Rats and mice move in search of food before eating stale, sour, moldy, or feces and urine-contaminated food. It is estimated rats and mice eliminate 80 percent of their daily feces and urine waste as they are feeding. Therefore, you should present baits to them in a manner that tends to decrease rat or mouse contamination. Because of this, bait stations that dispense anticoagulant-type poison bait as it is being eaten are normally better than an open-top bait container that lets rats and mice contaminate the bait with their body wastes. Shallow trays, dishes, and boards may work well for quick-kill bait, since it should be removed and replaced every day or two anyway.
Choosing a Bait or Bait Mixture
When considering which bait or bait mixture to use with poisons in an occupied poultry house, consider that rodents already have an excellent bait (chicken feed) readily available. Therefore, it is sometimes difficult to find just the right bait material to use, one that will be more acceptable than the chicken feed. Prebait testing may be necessary.
If you mix poisons with such bait materials as ground meat or fish, peanut butter, ground prunes, or pineapple, you can spread the mixture (may need to add a little water) on thin slices of bread and Ritz or graham crackers for distribution. It is usually best to divide the material into approximately ½- to 1-inch pieces and make numerous placings over the area instead of using larger pieces and fewer placings.

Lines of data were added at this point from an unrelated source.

PR #3171, opened 2024-12-10
feat(backend): tenanted quotes and outgoing payments

sanducb:
## Changes proposed in this pull request

-  The purpose of this PR is to make quotes and outgoing payments tenanted as per multi-tenant design

## Context

fixes #3118 #3119

## Checklist

- [x] Related issues linked using `fixes #number`
- [x] Tests added/updated
- [x] Make sure that all checks pass
- [x] Bruno collection updated (if necessary)
- [x] Documentation issue created with `user-docs` label (if necessary)
- [x] OpenAPI specs updated (if necessary)

PR #3271, opened 2025-02-05
feat(backend): tenanted incoming payments

### LINKED ISSUE #3117: [Multi-Tenant] Tenanted Incoming Payments
Incoming Payments should become tenanted as per the Multi-Tenancy design, and will be logically separated in the `backend` database by a `tenantId` row that serves as a foreign key on the tenants table.

- [ ] Add `tenantId` row to `incomingPayments` table that is required and maps to an id on the `tenants` table.
- [ ] Add `tenantId` to database queries on incoming payments
- [ ] Acquire `tenantId` from request headers on routes involving incoming payments and pass them into incoming payment service logic.
- [ ] Include `tenantId` in path of incoming payment URL. e.g. `http://exampe-rafiki/:tenantId/incoming-payments/:id`
  - See https://github.com/interledger/rafiki/pull/2986 for existing implementation on old feature branch.
- [ ] Additionally, we should be able to support fetching an incoming payment with and _without_ tenant id:
    - for GraphQL Admin API requests to get (and update) an incoming payment, `tenantId` will be provided in those requests, and it _should_ be used when getting (or updating) the incoming payments.
    - However, because we are able to make payments across tenanted resources (ie. an outgoing payment on tenant A can pay into an incoming payment on tenant B), we should also have the functionality to to look up the incoming payment just by the Id, tenant-agnostic

### Prerequisites
* https://github.com/interledger/rafiki/issues/2928
* https://github.com/interledger/rafiki/issues/3114

oana-lolea:

- Added optional tenantId for get, mandatory for post and delete
- Updated unit and integration tests
- Updated bruno scripts

## Context

Fixes #3117

## Checklist

- [x] Tests added/updated


packages/backend/src/graphql/schema.graphql
```diff
@@ -1247,6 +1255,8 @@ input UpdateIncomingPaymentInput {
   id: ID!
   "The new metadata object to save for the incoming payment. It will overwrite any existing metadata."
   metadata: JSONObject!
+  "The tenant UUID associated with the incoming payment. If not provided, it will be obtained from the signature."
+  tenantId: String
```
mkurapov, line 1259: Given that this is for an existing resource, we don't need to have this on the Input. We will use the signature tenant id to check if they can update the payment.

packages/backend/src/graphql/schema.graphql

Suggested Dry and Water Bait Mixtures
Dry Bait Mixtures - These are some dry bait mixtures rats and mice accept: (Note: With each mixture listed, reduce percentage level of the major ingredient to allow adding the proper level of rodenticide.)
Chick drinkers make good water bait dispensers. Clean well after each use. You may use water bait poisoning along with feed bait poisoning for a more effective total population kill.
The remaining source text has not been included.